■ What you are asked to do ■
Exactly the lines from the opening of the data through the line containing "GCC 10+ can" should be reproduced, please, with nothing added.

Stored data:
------------------------------------
PR #2769, opened 2024-04-22
Make `time_t` size check message more helpful

mikee47:
Further to #2758 host builds should generally match code run on hardware. As mentioned this is not straightforward for Windows, but for Linux we should expect 64-bits as the default.

GCC 10+ can make use of `_TIME_BITS` to ensure we get this behaviour. More specifically, this is a feature of `glibc` shipped with those versions.

For earlier versions, even though the compiler is 64-bit we are building in 32-bit mode and `time_t` stays stuck in 32-bits. There are various discussions about this but the short answer is that prior to GCC 10 (libc 4) 32-bit applications get 32-bit `time_t`.

Instead of generating a `static_assert` (which stops compilation) we get a compiler warning - this still requires building in STRICT mode.

### DIFF
--- a/Sming/Core/DateTime.cpp
+++ b/Sming/Core/DateTime.cpp
@@ -18,7 +18,7 @@
 static_assert(sizeof(time_t) != 8, "Great! Now supports 64-bit - please update code");
 #warning "**Y2038** time_t is only 32-bits in this build configuration"
 #else
-static_assert(sizeof(time_t) == 8, "Expecting 64-bit time_t");
+static_assert(sizeof(time_t) == 8, "Expecting 64-bit time_t - please use GCC 10 or later");
 #endif
 
 namespace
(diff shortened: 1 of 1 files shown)


Sming/Core/DateTime.cpp
```diff
@@ -18,7 +18,7 @@
 static_assert(sizeof(time_t) != 8, "Great! Now supports 64-bit - please update code");
 #warning "**Y2038** time_t is only 32-bits in this build configuration"
 #else
```
slaff, line 20: If GCC v10 is ok then wouldn't it be better to change this line to

```
#elif defined(__GNUC__) && __GNUG__ < 10
```

slaff:
> Are you OK with making this a hard assert? There may be a way to generate a deprecation message or warning.

@mikee47 I would prefer a warning.

Sming/Core/DateTime.cpp
mikee47: Perhaps... but as this is technically a glibc issue the more correct way would be to check `__USE_TIME_BITS64` - see https://lwn.net/Articles/664800/.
------------------------------------
■ Task response ■
PR #2769, opened 2024-04-22
Make `time_t` size check message more helpful

mikee47:
Further to #2758 host builds should generally match code run on hardware. As mentioned this is not straightforward for Windows, but for Linux we should expect 64-bits as the default.

GCC 10+ can make use of `_TIME_BITS` to ensure we get this behaviour. More specifically, this is a feature of `glibc` shipped with those versions.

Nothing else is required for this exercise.